> [YOUR OBJECTIVE]
In exact form, please repeat the records from their opening line down to the line with "Back in rewrite", including that line.

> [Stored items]
================================

PR #5340, opened 2025-04-24
Support Scanning Recipes as preconditions in DeclarativeRecipe.

sambsnyd:
Back in rewrite 7 we had two kinds of preconditions: Repository level and file level. Repository level were uncommon but could be used to express things like "Run this recipe only if a particular type is in use or dependency is present". We lost that in the jump to rewrite 8, supporting only file-level preconditions. Until now.

With these changes a DeclarativeRecipe can use a scanning recipe as a precondition. This allows for not only repository level preconditions, but for any arbitrary granularity between file and repository. So this mechanism allows you to express nuanced preconditions like "only run this recipe on java sources gradle projects which apply a particular plugin".

### DIFF
--- a/rewrite-core/src/main/java/org/openrewrite/config/DeclarativeRecipe.java
+++ b/rewrite-core/src/main/java/org/openrewrite/config/DeclarativeRecipe.java
@@ -337,18 +337,6 @@ public class DeclarativeRecipe extends ScanningRecipe<DeclarativeRecipe.Accumula
         return Preconditions.or(conditions.toArray(new TreeVisitor[0]));
     }
 
-    private static boolean isScanningRecipe(Recipe recipe) {
-        if (recipe instanceof ScanningRecipe) {
-            return true;
-        }
-        for (Recipe r : recipe.getRecipeList()) {
-            if (isScanningRecipe(r)) {
-                return true;
-            }
-        }
-        return false;
-    }
-
     private static List<Recipe> decorateWithPreconditionBellwether(PreconditionBellwether bellwether, List<Recipe> recipeList) {
         List<Recipe> mappedRecipeList = new ArrayList<>(recipeList.size());
         for (Recipe recipe : recipeList) {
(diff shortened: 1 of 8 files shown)


rewrite-core/src/main/java/org/openrewrite/config/DeclarativeRecipe.java
```diff
@@ -32,7 +32,7 @@
 import static org.openrewrite.Validated.invalid;
 
 @RequiredArgsConstructor
-public class DeclarativeRecipe extends Recipe {
+public class DeclarativeRecipe extends ScanningRecipe<DeclarativeRecipe.Accumulator> {
```
knutwannheden, line 35: One worry I have here (yes, it is performance related) is that when every declarative recipe is a scanning recipe, these will always require two phases. Maybe the scheduler can check if the returned scanner is a noop or maybe the environment can be clever about either creating a DeclarativeRecipe or a DeclarativeScanningRecipe.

================================

> [WRITTEN ANSWER]
PR #5340, opened 2025-04-24
Support Scanning Recipes as preconditions in DeclarativeRecipe.

sambsnyd:
Back in rewrite 7 we had two kinds of preconditions: Repository level and file level. Repository level were uncommon but could be used to express things like "Run this recipe only if a particular type is in use or dependency is present". We lost that in the jump to rewrite 8, supporting only file-level preconditions. Until now.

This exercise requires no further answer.